> _Exercise_
How many lines of the data contain the string "main"? Write the number and nothing more.

> _Data records_
PR #437, opened 2023-11-10
TIC-124: Migrate Season page to utilized v2 events API instead of v1

HaliTran:
### Description
Update Season page to utilized most-up-date events API that was changed recently. 

### Risks
Little to minimal risks, simply updated which API was being used and removed code that was no longer needed

### Validation
Test in the UI to ensure everything still functions as normal and double check database for changes.

### Issue
https://pdx-hkaus.atlassian.net/jira/software/projects/TIC/boards/1?selectedIssue=TIC-124

### Operating System
M2 Macbook

### DIFF
--- a/client/src/components/Ticketing/ticketingmanager/Season/components/SeasonEvents.tsx
+++ b/client/src/components/Ticketing/ticketingmanager/Season/components/SeasonEvents.tsx
@@ -41,7 +41,7 @@ const SeasonEvents = (props: SeasonEventsProps) => {
 
     eventToUpdate = {
       ...eventToUpdate,
-      seasonid_fk: undefined,
+      seasonid_fk: null,
     };
 
     const updateEventCall = await updateEventSeason(eventToUpdate, token);
--- a/client/src/components/Ticketing/ticketingmanager/Season/components/SeasonEvents.tsx
+++ b/client/src/components/Ticketing/ticketingmanager/Season/components/SeasonEvents.tsx
@@ -19,11 +19,12 @@ const SeasonEvents = (props: SeasonEventsProps) => {
   const handleGetAllEvents = async () => {
     const allEvents = await getAllEvents(token);
     if (allEvents) {
-      const {data} = allEvents;
-      const eventsInSeason = data.filter(
-        (event) => event.seasonid === seasonId,
+      const eventsInSeason = allEvents.filter(
+        (event) => event.seasonid_fk === seasonId,
       );
-      const eventsNotInSeason = data.filter((event) => event.seasonid === null);
+      const eventsNotInSeason = allEvents.filter(
+        (event) => event.seasonid_fk === null,
+      );
 
       setAllEventInfo(eventsInSeason);
       setEventsNotInSeason(eventsNotInSeason);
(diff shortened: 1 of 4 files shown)


server/src/controllers/eventController.ts
```diff
@@ -743,7 +743,7 @@ eventController.put('/', async (req: Request, res: Response) => {
         eventid: Number(req.body.eventid),
       },
       data: {
-        seasonid_fk: Number(req.body.seasonid_fk),
```
HaliTran, line 746: @benfaustin95 Converting to a Number caused the update events endpoint to throw an error when a NULL value was used for season id. Not sure if there are any major side effects with this change, will like a second opinion.

client/src/components/Ticketing/ticketingmanager/Season/components/SeasonEvents.tsx
```diff
@@ -19,11 +19,12 @@ const SeasonEvents = (props: SeasonEventsProps) => {
   const handleGetAllEvents = async () => {
     const allEvents = await getAllEvents(token);
     if (allEvents) {
-      const {data} = allEvents;
-      const eventsInSeason = data.filter(
-        (event) => event.seasonid === seasonId,
+      const eventsInSeason = allEvents.filter(
+        (event) => event.seasonid_fk === seasonId,
+      );
+      const eventsNotInSeason = allEvents.filter(
```
henrykaus, line 25: For clarity sake could we rename this to `eventsNotInASeason`. At the moment, it looks like it means all events that are not in this season

client/src/components/Ticketing/ticketingmanager/Season/components/SeasonInfo.tsx
```diff
@@ -228,21 +228,10 @@ const SeasonInfo = (props: SeasonProps) => {
...
-                id='activeSeason'
-                name='activeSeason'
-              />
-              <label className='text-base' htmlFor='activeSeason'>
-                Active
-              </label>
+
+              <FormControlLabel control={<Checkbox />} label='Active' />
             </div>
+            <div className='checkbox-2'></div>
```
henrykaus, line 234: Is this `div` necessary?

client/src/components/Ticketing/ticketingmanager/Season/components/SeasonInfo.tsx
```diff
@@ -213,13 +214,12 @@ const SeasonInfo = (props: SeasonProps) => {
             />
           </label>
           <div id='form-checkboxes' className='flex gap-7'>
-            <div className='checkbox-2'>
-              <input
-                type='checkbox'
-                id='defaultImage'
-                name='defaultImage'
-                className='mr-2'
+            <div className='checkboxes'>
```
henrykaus, line 217: I don't think this class does anything, I would instead maybe make this a flex object and do styling on this element rather using `sx` in the innner elements. On mobile, the checkboxes are a little weird

henrykaus (commented):
This wasn't you, but in the svg elements, could you make sure we're using camel case for all props (except aria or testing-related props), I noticed some of the `svg` props are not react friendly. Otherwise everything works great and this is significantly less code

client/src/components/Ticketing/ticketingmanager/Season/components/SeasonInfo.tsx
HaliTran: No it's not, removed it shall be!

client/src/components/Ticketing/ticketingmanager/Season/components/SeasonInfo.tsx
henrykaus: image

HaliTran: I'm actually going to revert this back to the old checkbox and make the change in the next PR. I was working on the seasons active button but had to update the api being used for it to work properly and forgot to stash my changes.

henrykaus: Sounds good 👍🏻

client/src/components/Ticketing/ticketingmanager/Season/components/SeasonEvents.tsx
HaliTran: That makes sense, will do!

HaliTran: Now that I took a look, it actually does refer to all events not in the current season, so the naming scheme makes sense. Since I store all the events in `eventsInSeason` variable, everything else is not in the season

henrykaus: But isn't it checking for all events that have a `null` foreign key. That means that events that are in _different_ seasons are also not included in this var

HaliTran: Hmm yeah you're right in that sense. I guess I just grouped all the events that were not in the current season (whether it was null or a part of another season) together. I'll changed that to be more clear!

henrykaus: I guess if it makes more sense you could do something like: `eventsNotInAnySeason`

benfaustin95 (approved):

PR #438, opened 2023-11-11
DEP-81: use a single pipeline to run E2E tests and deploy to Cloud Run

jpb7:
### Description
There are three basic problems with our current E2E testing on deployed versions of WonderTix:
1. We have to rely on a naive `sleep` command and hope the deployed client spins up in time.
2. We're unable to automate any kind of corrective action to be taken if the deployed version fails the E2E tests. Whatever we send up to GCP goes live, whether it works or not.
3. We're using three different triggers to test, build, and deploy: one of them from GitHub Actions and two from Cloud Build.

This branch consolidates our client, server, and E2E workflows into a single pipeline that interfaces tightly with Cloud Run. It allows us to use a single Cloud Build trigger to run tests and it will abort the deployment if tests fail. It also uses a Playwright script to programmatically request a page load from the deployed client, pausing the workflow until the client has verifiably started accepting requests.

image

Most importantly, we're able to run E2E tests in a live environment without interrupting our current deployments, which continue to serve traffic undisturbed. The revisions being tested on Cloud Run receive no traffic and are effectively invisible to users.

image

Here are the basic steps:
- Build, push, and deploy test revisions of both client and server, ensuring they receive no traffic.
- Run E2E tests on those revisions in the live environment.
- If all tests pass, deploy the new client and server and send them traffic; otherwise, abort the workflow.

There are two additional changes worth noting:
1. I've removed the unused `terraform` directory from the repo.
2. I've refactored our `cloudbuild.yaml` files to use Bash scripts for longer or more complex steps.

These Bash scripts are located in the new `scripts` directory in the top level of the repo. They use a naming convention that is a bit terse: for example, instead of using script names like `deploy-client.sh` or `deploy-server.sh`, I've created a `deploy` sub-directory and named the scripts simply `client.sh` or `server.sh`. The meaning is clear in context: our workflow steps will specify a script using `scripts/deploy/client.sh` or `/scripts/deploy/server.sh`.

image

Our `client/cloudbuild.yaml` and `server/cloudbuild.yaml` are now using these Bash scripts for certain steps. Each of those workflows can still run via our manual triggers in Cloud Build.

Finally, we will need to make changes both in the GitHub repo and on GCP after merging this branch. In GitHub, we should remove our current deployment E2E testing as a required check; on GCP, we'll need to disable the existing triggers and adjust the trigger corresponding to this unified workflow so that it runs automatically on pushes to the `main` branch.

image

### Risks
- **Important note**: since we're still ironing out one or two of our E2E tests, this current pipeline will run in its entirety even if the tests fail. In other words, it will report success as long as the deployment itself is successful. Once we have fixed the relevant E2E tests, we can un-comment a single line `exit 1` in `scripts/test/client.sh` that will cause the workflow to accurately report success or failure, and to gatekeep deployment accordingly.
```
# Run Playwright tests
if ! npm run test:playwright; then
  echo "Tests failed."
  # Uncomment the line below to fail the script when tests fail
  # exit 1
  echo "Ignoring failed tests for now."
else
  echo "All tests passed."
fi
```
- It's more of a weakness than a risk, but this pipeline is kind of a beast: it currently takes around 20 minutes to run from start to finish. I have a couple of follow-up tickets to this one that have a good chance of cutting that time down to around 10 minutes.

image

- I don't think removing the `terraform` directory is actually a risk, but because it kind of _feels_ like one, I'll just add here that I backed it up on my local machine out of an abundance of caution.
- It isn't actually any different from the current state of `main`, but sometimes if you navigate to the client at the wrong moment and get really lucky, you'll see the main page without its proper background image. This only occurs for a period of 30 seconds when the new client begins to receive traffic, and even then, it only happens if you're part of the 5% of traffic that goes to that revision. I'm hoping that my next couple of PRs, along with smoothing down some rough edges in Auth0, will solve this problem along with a few others.

image

### Validation
I've tested this _a lot_. Doesn't mean it's perfect or that I didn't miss anything, but you can look in our build history on GCP and check out all the instances of `DEP-81` for more details. Here's a link to the most recent build log:
- https://console.cloud.google.com/cloud-build/builds;region=us-west2/2df15a4e-f665-432d-9bfb-73f02fc15768?project=wondertix-app

Also, I'm attaching a PDF containing a step-by-step demonstration of how this pipeline works in Cloud Build and Cloud Run. Seeing the screenshots can make it a lot clearer than trying to read and parse the YAML (or this PR description, perhaps).

- [DEP-81-demo.pdf](https://github.com/WonderTix/WonderTix/files/13324574/DEP-81-demo.pdf)

### Issue
- Jira ticket: [DEP-81: Run deployment E2E tests using Cloud Build](https://wondertix.atlassian.net/browse/DEP-81)

### Operating System
- Ubuntu 22.04


client/playwright.config.ts
jpb7, line 1: These additions allow us to use simple text reports instead of the full, 100+ MB records currently being generated in GitHub Actions.

scripts/test/client.sh
jpb7, line 1: Line `40` here is the one we can un-comment to cause failing tests to abort the workflow.

server/cloudbuild.yaml
jpb7, line 1: The `send-traffic` step here ensures that new server revisions will automatically receive traffic.

Sometimes when I'm actively tinkering with our workflows, the most recent revision will be dead-in-the-water and not receiving traffic; if someone merges a PR at that moment, the new server will inherit the traffic settings of that dead revision and it won't receive any traffic.

scripts/traffic/client.sh
jpb7, line 1: This script tries valiantly to avoid cold starts (and it mostly succeeds), but the `tl;dr` is this: optimizing our client image is the best way out of this mess.

cloudbuild.yaml
jpb7, line 1: I forgot to mention it in the PR description, but the `id` and `waitFor` fields here allow us not only to specify execution order, but also to run steps concurrently. For example, lines `6` and `53` indicate that the server and client will both run as soon as the workflow starts. In other words, the server and client will build, push, and deploy concurrently.

jtng3 (approved):

jtng3 (approved):

PR #439, opened 2023-11-11
[TIC-116] Fix Pay What You Can

henrykaus:
### Description
When adding Pay What You Can tickets to an event showing, the following scenarios have been fixed:
1) Adding any amount of tickets to the cart with the set price will keep the set price in the cart
2) Increasing or decreasing the amount of tickets from the cart does not affect the price
3) When adding more tickets to the cart from the ticket picker, the Pay What You Can price will change to the new set price
4) Buying Pay What You Can tickets reflects within Stripe by using the `payWhatPrice` value
5) Can no longer attempt to buy negative price for ticket type
6) Pay What You Can price is now rounded to 2 decimal places en route to cart

**Other changes:** 
1) Updated phone number validation to make the `+` optional if providing a region code
2) Fixed bug where if you were to add 2 or more ticket types for the same showing to the cart, and wanted to remove all of one, it would remove all for that showing

### Risks
I tested it as much as a can but there may be a scenario that I missed.

### Validation
Added Pay What You Can ticket type to an event showing. Increased and decreased the amount of tickets to purchase in various ways. Went through purchase process and the correct price was reflected in Stripe. Checked the DB to ensure that the order total and individual ticket prices were correct.

### Issue
[TIC-116](https://pdx-hkaus.atlassian.net/browse/TIC-116)

### Operating System
Windows 11 / Chrome

[TIC-116]: https://pdx-hkaus.atlassian.net/browse/TIC-116?atlOrigin=eyJpIjoiNWRkNTljNzYxNjVmNDY3MDlhMDU5Y2ZhYzA5YTRkZjUiLCJwIjoiZ2l0aHViLWNvbS1KU1cifQ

> _The completed task_
2